Initialize the bias of an LSTM operation with 100 hidden units using the unit forget gate initializer.

```numHiddenUnits = 100; parameters.lstm.Bias = initializeUnitForgetGate(numHiddenUnits,'single');```

### Ones Initialization

To initialize learnable parameters with ones easily, you can define a custom function. The function `initializeOnes`, takes as input the size of the learnable parameters `sz` and returns parameters as a `dlarray` object with underlying type `'single'`.

```function parameter = initializeOnes(sz) parameter = ones(sz,'single'); parameter = dlarray(weights); end```

#### Example

Initialize the scale for a batch normalization operation with 128 input channels with ones.

```numChannels = 128; sz = [numChannels 1]; parameters.bn.Scale = initializeOnes(sz);```

### Zeros Initialization

To initialize learnable parameters with zeros easily, you can define a custom function.
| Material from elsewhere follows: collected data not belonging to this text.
PR #70, opened 2023-01-17
Weights as a Tensor

msluszniak:


lib/scholar/cluster/k_means.ex
```diff
@@ -364,8 +365,8 @@ defmodule Scholar.Cluster.KMeans do
   end
 
   deftransformp validate_weights(weights, num_samples, num_runs) do
-    if is_nil(weights) or
-         (is_list(weights) and length(weights) == num_samples) do
+    if is_nil(weights) or (is_list(weights) and length(weights) == num_samples) or
+         (Nx.is_tensor(weights) and Nx.shape(weights) == {num_samples}) do
```
polvalente, line 369: I'd assert on the shape after converting from a list, because otherwise your list can be nested and would become an N-dimensional tensor instead

lib/scholar/options.ex
```diff
@@ -30,4 +32,32 @@ defmodule Scholar.Options do
       {:error, "expected a non-negative number, got: #{inspect(num)}"}
     end
   end
+
+  def weights(weights) do
+    if Nx.is_tensor(weights) or is_list(weights) do
```
polvalente, line 37: You should ensure it's a flat list

lib/scholar/options.ex
```diff
@@ -30,4 +32,32 @@ defmodule Scholar.Options do
...
+      {:ok, weights}
+    else
+      {:error,
+       "expected weights to be a tensor or a list of positive numbers, got: #{inspect(weights)}"}
+    end
+  end
+
+  def non_negative_weights(weights) do
+    if (Nx.is_tensor(weights) and Nx.to_number(Nx.all(Nx.greater_equal(weights, 0.0))) == 1) or
+         (is_list(weights) and Enum.all?(weights, fn x -> x >= 0.0 end)) do
```
polvalente, line 56: I wonder if x being a list would compare as bigger than a float. I'm almost sure it would

lib/scholar/options.ex
```diff
@@ -30,4 +32,37 @@ defmodule Scholar.Options do
       {:error, "expected a non-negative number, got: #{inspect(num)}"}
     end
   end
+
+  def weights(weights) do
+    if (Nx.is_tensor(weights) and Nx.to_number(Nx.rank(weights)) == 1) or
+         (is_list(weights) and List.flatten(weights) == weights) do
```
polvalente, line 38:
```suggestion
         (is_list(weights) and Enum.all?(weights, &is_number/1)) do
```

lib/scholar/options.ex
```diff
@@ -30,4 +32,37 @@ defmodule Scholar.Options do
...
+      {:ok, weights}
+    else
+      {:error, "expected weights to be a flat tensor or a flat list, got: #{inspect(weights)}"}
+    end
+  end
+
+  def positive_weights(weights) do
+    if (Nx.is_tensor(weights) and Nx.to_number(Nx.rank(weights)) == 1 and
+          Nx.to_number(Nx.all(Nx.greater(weights, 0.0))) == 1) or
+         (is_list(weights) and List.flatten(weights) == weights and
```
polvalente, line 48:
```suggestion
         (is_list(weights) and Enum.all?(weights, &is_number/1) and
```

lib/scholar/options.ex
```diff
@@ -30,4 +32,37 @@ defmodule Scholar.Options do
...
+            Enum.all?(weights, fn x -> x > 0.0 end)) do
+      {:ok, weights}
```
polvalente, line 50:
```suggestion
         (is_list(weights) and Enum.all?(weights, fn x -> is_number(x) and x > 0.0 end)) do
      {:ok, weights}
```

lib/scholar/options.ex
```diff
@@ -30,4 +32,37 @@ defmodule Scholar.Options do
...
+      {:error,
+       "expected weights to be a flat tensor or a flat list of positive numbers, got: #{inspect(weights)}"}
+    end
+  end
+
+  def non_negative_weights(weights) do
+    if (Nx.is_tensor(weights) and Nx.to_number(Nx.rank(weights)) == 1 and
+          Nx.to_number(Nx.all(Nx.greater_equal(weights, 0.0))) == 1) or
+         (is_list(weights) and List.flatten(weights) == weights and
+            Enum.all?(weights, fn x -> x >= 0.0 end)) do
```
polvalente, line 61:
```suggestion
         (is_list(weights) and Enum.all?(weights, fn x -> is_number(x) and x >= 0.0 end)) do
```

polvalente (approved):

lib/scholar/options.ex
```diff
@@ -30,4 +32,35 @@ defmodule Scholar.Options do
...
+      {:ok, weights}
+    else
+      {:error,
+       "expected weights to be a flat tensor or a flat list of positive numbers, got: #{inspect(weights)}"}
+    end
+  end
+
+  def non_negative_weights(weights) do
+    if (Nx.is_tensor(weights) and Nx.to_number(Nx.rank(weights)) == 1 and
+          Nx.to_number(Nx.all(Nx.greater_equal(weights, 0.0))) == 1) or
```
josevalim, line 58:
```suggestion
    if (Nx.is_tensor(weights) and Nx.rank(weights) == 1) or
```

lib/scholar/cluster/k_means.ex
josevalim, line 369: I think you can break this into several blocks:

```
cond do
  is_nil(weights) ->
    1.0
  Nx.is_tensor(weights)  and Nx.shape(weights) == {num_samples} ->
    weights
  is_list(weights) and length(weights) == num_samples ->
    Nx.tensor(weights, type: :f32)
  true ->
    raise "..."
end
```

And then you do the `Nx.as_type(:f32) |> Nx.broadcast({num_runs, num_samples})` inside the defn.

lib/scholar/cluster/k_means.ex
```diff
@@ -143,17 +144,17 @@ defmodule Scholar.Cluster.KMeans do
...
+    weights = validate_weights(weights, num_samples, opts[:num_runs])
 
-    fit_n(x, seed, opts)
+    fit_n(x, weights, seed, opts)
   end
 
-  defnp fit_n(x, seed, opts) do
-    {num_samples, num_features} = Nx.shape(x)
+  defnp fit_n(%Nx.Tensor{shape: {num_samples, num_features}} = x, weights, seed, opts) do
+    # {num_samples, num_features} = Nx.shape(x)
```
josevalim, line 154:
```suggestion
```

lib/scholar/options.ex
```diff
@@ -30,4 +32,35 @@ defmodule Scholar.Options do
...
+         (is_list(weights) and Enum.all?(weights, &is_number/1)) do
+      {:ok, weights}
+    else
+      {:error, "expected weights to be a flat tensor or a flat list, got: #{inspect(weights)}"}
+    end
+  end
+
+  def positive_weights(weights) do
+    if (Nx.is_tensor(weights) and Nx.to_number(Nx.rank(weights)) == 1 and
+          Nx.to_number(Nx.all(Nx.greater(weights, 0.0))) == 1) or
```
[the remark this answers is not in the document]
msluszniak: These checks will run in `deftransform` in `NimbleOptions.validate`. If this is insufficient then I will use only `Options.weights` and remove the rest of the functions and test which check for positive weights.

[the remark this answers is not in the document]
josevalim: We can check for lists but not for tensors because we cannot raise from the GPU. So if a bad tensor is given, it will just give wrong results.

josevalim:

The function `initializeZeros`, takes as input the size of the learnable parameters `sz` and returns parameters as a `dlarray` object with underlying type `'single'`.

```function parameter = initializeZeros(sz) parameter = zeros(sz,'single'); parameter = dlarray(weights); end```

#### Example

Initialize the offset for a batch normalization operation with 128 input channels with zeros.

```numChannels = 128; sz = [numChannels 1]; parameters.bn.Offset = initializeZeros(sz);```

## References

[1] Glorot, Xavier, and Yoshua Bengio. "Understanding the difficulty of training deep feedforward neural networks." In Proceedings of the thirteenth international conference on artificial intelligence and statistics, pp. 249-256. 2010.

[1] He, Kaiming, Xiangyu Zhang, Shaoqing Ren, and Jian Sun. "Delving deep into rectifiers: Surpassing human-level performance on imagenet classification." In Proceedings of the IEEE international conference on computer vision, pp. 1026-1034. 2015.